| Directions for this task |
For the string "worth", search the entries below and copy every line where it appears.

━━━━━━━━

PR #1242, opened 2017-12-20
Invoke Multiple Connections

mikaelm12:
Need suggestions with some of the naming 😄

### DIFF
--- a/src/Microsoft.AspNetCore.SignalR.Redis/RedisHubLifetimeManager.cs
+++ b/src/Microsoft.AspNetCore.SignalR.Redis/RedisHubLifetimeManager.cs
@@ -582,18 +582,20 @@ namespace Microsoft.AspNetCore.SignalR.Redis
             }
             var publishTasks = new List<Task>(connectionIds.Count);
             var message = new RedisInvocationMessage(target: methodName, arguments: args);
-
-            // If the connection is local we can skip sending the message through the bus since we require sticky connections.
-            // This also saves serializing and deserializing the message!
+            
             foreach(string connectionId in connectionIds)
             {
                 var connection = _connections[connectionId];
+                // If the connection is local we can skip sending the message through the bus since we require sticky connections.
+                // This also saves serializing and deserializing the message!
                 if (connection != null)
                 {
-                    return connection.WriteAsync(message.CreateInvocation());
+                     publishTasks.Add(connection.WriteAsync(message.CreateInvocation()));
                 }
-
-                publishTasks.Add(PublishAsync(_channelNamePrefix + "." + connectionId, message));
+                else
+                {
+                    publishTasks.Add(PublishAsync(_channelNamePrefix + "." + connectionId, message));
+                }
             }
 
             return Task.WhenAll(publishTasks);
--- a/src/Microsoft.AspNetCore.SignalR.Redis/RedisHubLifetimeManager.cs
+++ b/src/Microsoft.AspNetCore.SignalR.Redis/RedisHubLifetimeManager.cs
@@ -574,6 +574,31 @@ namespace Microsoft.AspNetCore.SignalR.Redis
             });
         }
 
+        public override Task InvokeConnectionsAsync(IReadOnlyList<string> connectionIds, string methodName, object[] args)
+        {
+            if (connectionIds == null)
+            {
+                throw new ArgumentNullException(nameof(connectionIds));
+            }
+            var publishTasks = new List<Task>(connectionIds.Count);
+            var message = new RedisInvocationMessage(target: methodName, arguments: args);
+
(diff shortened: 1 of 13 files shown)


src/Microsoft.AspNetCore.SignalR.Redis/RedisHubLifetimeManager.cs
```diff
@@ -574,6 +574,31 @@ private Task SubscribeToGroup(string groupChannel, GroupData group)
...
+            var message = new RedisInvocationMessage(target: methodName, arguments: args);
+
+            // If the connection is local we can skip sending the message through the bus since we require sticky connections.
+            // This also saves serializing and deserializing the message!
+            foreach(string connectionId in connectionIds)
+            {
+                var connection = _connections[connectionId];
+                if (connection != null)
+                {
+                    return connection.WriteAsync(message.CreateInvocation());
```
anurse: This is going to exit from the whole method when you find a local connection, skipping all the remaining connections in the list. Instead, we should put the `PublishAsync` into an `else` clause and remove this `return`.

src/Microsoft.AspNetCore.SignalR.Redis/RedisHubLifetimeManager.cs
```diff
@@ -574,6 +574,31 @@ private Task SubscribeToGroup(string groupChannel, GroupData group)
...
+        public override Task InvokeConnectionsAsync(IReadOnlyList<string> connectionIds, string methodName, object[] args)
+        {
+            if (connectionIds == null)
+            {
+                throw new ArgumentNullException(nameof(connectionIds));
+            }
+            var publishTasks = new List<Task>(connectionIds.Count);
+            var message = new RedisInvocationMessage(target: methodName, arguments: args);
+
+            // If the connection is local we can skip sending the message through the bus since we require sticky connections.
```
anurse: This comment belongs down on the `if` inside the loop

test/Microsoft.AspNetCore.SignalR.Tests/HubEndpointTests.cs
```diff
@@ -937,6 +937,51 @@ public void HubsCannotHaveOverloadedMethods()
...
+            using (var secondClient = new TestClient())
+            using (var thirdClient = new TestClient())
+            {
+                Task firstEndPointTask = endPoint.OnConnectedAsync(firstClient.Connection);
+                Task secondEndPointTask = endPoint.OnConnectedAsync(secondClient.Connection);
+                Task thirdEndPointTask = endPoint.OnConnectedAsync(thirdClient.Connection);
+
+                await Task.WhenAll(firstClient.Connected, secondClient.Connected, thirdClient.Connected).OrTimeout();
+
+                var secondAndThirdClients = new HashSet<string> {secondClient.Connection.ConnectionId, thirdClient.Connection.ConnectionId };
```
anurse: split this into multiple lines

src/Microsoft.AspNetCore.SignalR.Redis/RedisHubLifetimeManager.cs
mikaelm12: Oops... Copy pasta error

anurse: That's what I figured :)

test/Microsoft.AspNetCore.SignalR.Tests/HubEndpointTests.cs
```diff
@@ -937,6 +937,53 @@ public void HubsCannotHaveOverloadedMethods()
...
+        [MemberData(nameof(HubTypes))]
+        public async Task SendToMultipleClients(Type hubType)
+        {
+            dynamic endPoint = HubEndPointTestUtils.GetHubEndpoint(hubType);
+
+            using (var firstClient = new TestClient())
+            using (var secondClient = new TestClient())
+            using (var thirdClient = new TestClient())
+            {
+                Task firstEndPointTask = endPoint.OnConnectedAsync(firstClient.Connection);
```
muratg: nit: var :trollface:

mikaelm12: Turns out these actually can't be var because we need `endPoint` to be dynamic. The endpoint tasks have to be explicitly typed as tasks

anurse: You're not wrong, I just dislike anything `dynamic` :trollface:

anurse: Might be worth refactoring these into separate tests with a common helper and using real generics (instead of Theories) sometime.

PR #1243, opened 2017-12-21
Refactor HttpClient and use it in LongPollingTransport

anurse:
This refactors the HttpClient abstraction a bit and changes LongPollingTransport to use it. This will allow us to add better unit tests of the LongPolling transport. Next I'll look at a similar abstraction for WebSocket and EventSource so we can test all the transports.

Note: I haven't actually added any new tests for LongPolling, but I added some tests for additional things.

To handle cancellation of Http requests, I whipped up my own version of [`AbortController` and friends](https://developer.mozilla.org/en-US/docs/Web/API/AbortController), an recently-specified JavaScript API that's similar to `CancellationTokenSource` and friends. Rather than doing it as a polyfill, since it's so simple, I don't even bother looking for the real one. It turns out that's a little tricky to do from within your own TypeScript module (since you have to mess with globals).

### DIFF
--- a/client-ts/Microsoft.AspNetCore.SignalR.Client.TS.Tests/AbortSignal.ts
+++ b/client-ts/Microsoft.AspNetCore.SignalR.Client.TS.Tests/AbortSignal.ts
@@ -1,3 +1,6 @@
+// Copyright (c) .NET Foundation. All rights reserved.
+// Licensed under the Apache License, Version 2.0. See License.txt in the project root for license information.
+
 import { asyncit as it } from "./Utils";
 import { AbortController } from "../Microsoft.AspNetCore.SignalR.Client.TS/AbortController";
 
--- a/client-ts/Microsoft.AspNetCore.SignalR.Client.TS.Tests/AbortSignal.ts
+++ b/client-ts/Microsoft.AspNetCore.SignalR.Client.TS.Tests/AbortSignal.ts
@@ -1,0 +1,28 @@
+import { asyncit as it } from "./Utils";
+import { AbortController } from "../Microsoft.AspNetCore.SignalR.Client.TS/AbortController";
+
+describe("AbortSignal", () => {
+    describe("aborted", () => {
+        it("is false on initialization", () => {
+            expect(new AbortController().signal.aborted).toBe(false);
+        });
+
+        it("is true when aborted", () => {
+            let controller = new AbortController();
+            let signal = controller.signal;
+            controller.abort();
+            expect(signal.aborted).toBe(true);
+        })
+    });
+
+    describe("onabort", () => {
+        it("is called when abort is called", () => {
+            let controller = new AbortController();
+            let signal = controller.signal;
+            let abortCalled = false;
+            signal.onabort = () => abortCalled = true;
+            controller.abort();
+            expect(abortCalled).toBe(true);
+        })
+    })
+});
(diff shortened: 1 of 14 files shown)


anurse:
All the JS functional tests pass after this change, FYI.

anurse:
I also set the logging level for SocketsSample up to Trace because it's really useful to see trace logging in the samples (and they aren't designed to be super fast or anything ;)).

client-ts/Microsoft.AspNetCore.SignalR.Client.TS.Tests/AbortSignal.ts
```diff
@@ -0,0 +1,28 @@
+import { asyncit as it } from "./Utils";
```
mikaelm12: nit:Header

client-ts/Microsoft.AspNetCore.SignalR.Client.TS.Tests/HttpClient.spec.ts
```diff
@@ -0,0 +1,83 @@
+import { asyncit as it } from "./Utils"
```
mikaelm12: nit: Header

client-ts/Microsoft.AspNetCore.SignalR.Client.TS.Tests/HttpConnection.spec.ts
```diff
@@ -1,14 +1,15 @@
 // Copyright (c) .NET Foundation. All rights reserved.
 // Licensed under the Apache License, Version 2.0. See License.txt in the project root for license information.
 
-import { IHttpClient } from "../Microsoft.AspNetCore.SignalR.Client.TS/HttpClient"
+import { TestHttpClient } from "./TestHttpClient"
```
mikaelm12: Super nit: Do we in general not care about the order of imports? Not a big deal

client-ts/Microsoft.AspNetCore.SignalR.Client.TS.Tests/TestHttpClient.ts
```diff
@@ -0,0 +1,87 @@
+import { HttpClient, HttpRequest, HttpResponse } from "../Microsoft.AspNetCore.SignalR.Client.TS/HttpClient"
```
mikaelm12: nit: Header

client-ts/Microsoft.AspNetCore.SignalR.Client.TS/AbortController.ts
```diff
@@ -0,0 +1,30 @@
+// Rough polyfill of https://developer.mozilla.org/en-US/docs/Web/API/AbortController
```
mikaelm12: nit: Headers

client-ts/Microsoft.AspNetCore.SignalR.Client.TS.Tests/HttpConnection.spec.ts
anurse: We should order them. It's just harder because we don't have a typescript auto-formatter to help us :)

anurse: Also, I'm not sure what we should order by here. The `from` clause? Or the list of imported symbols. It's worth thinking about, but we're pretty rough with it throughout the code right now.

anurse:
:up: :date:

Issue #1203, opened 2017-12-12
Don't use FormatException for negotiate response errors


anurse:
If the negotiate response from the server is invalid, the client throws `FormatException`. This is not an appropriate use of that exception, as it's supposed to be used when arguments that the caller provides are invalid. We should use either a custom exception type or something like `InvalidOperationException`.

anurse:
The fix for this will lie in https://github.com/aspnet/SignalR/blob/dev/src/Microsoft.AspNetCore.SignalR.Common/Internal/Protocol/NegotiationProtocol.cs, and corresponding tests in https://github.com/aspnet/SignalR/blob/dev/test/Microsoft.AspNetCore.SignalR.Client.Tests/HttpConnectionTests.cs

We need to discuss what exception to use, or if we should create a custom one. That should happen in this issue before starting on a PR :)

**NOTE**: In #1208, the HttpConnectionTests are being significantly rewritten and reordered. It would be worth waiting for that PR to finish before writing tests.

jackjwilliams:
This looks like an easy one. I see no reason for a custom exception type for one class if InvalidOperationException fits the bill. Thoughts?

anurse:
I'm not sure `InvalidOperationException` fits the bill though. The error cases we want to express here are when the server sends a malformed Negotiate response. I see `InvalidOperationException` as kinda like an HTTP 400 error, it indicates the caller of the method did something wrong. But the caller didn't do anything wrong, the server did something wrong. I think maybe [`InvalidDataException`](https://msdn.microsoft.com/en-us/library/system.io.invaliddataexception(v=vs.110).aspx) fits better.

━━━━━━━━

| Result for this task |
anurse: Might be worth refactoring these into separate tests with a common helper and using real generics (instead of Theories) sometime.
anurse: Also, I'm not sure what we should order by here. The `from` clause? Or the list of imported symbols. It's worth thinking about, but we're pretty rough with it throughout the code right now.
**NOTE**: In #1208, the HttpConnectionTests are being significantly rewritten and reordered. It would be worth waiting for that PR to finish before writing tests.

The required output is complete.